### Supplied data
- Opening Delimiter -
PR #137, opened 2019-05-02
Allow swagger modules to make api-docs request through http or https

nab0310:

If the service consuming beadledom was using swagger 2 and https, it would fail to load the api-docs of that service because it made the request over http. This allows the request to be make over https as well as some other QoL changes for the swagger 2 module.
- Closing Delimiter -
### Work item
Show all lines above holding "https".

### Solution to this task
Allow swagger modules to make api-docs request through http or https
If the service consuming beadledom was using swagger 2 and https, it would fail to load the api-docs of that service because it made the request over http. This allows the request to be make over https as well as some other QoL changes for the swagger 2 module.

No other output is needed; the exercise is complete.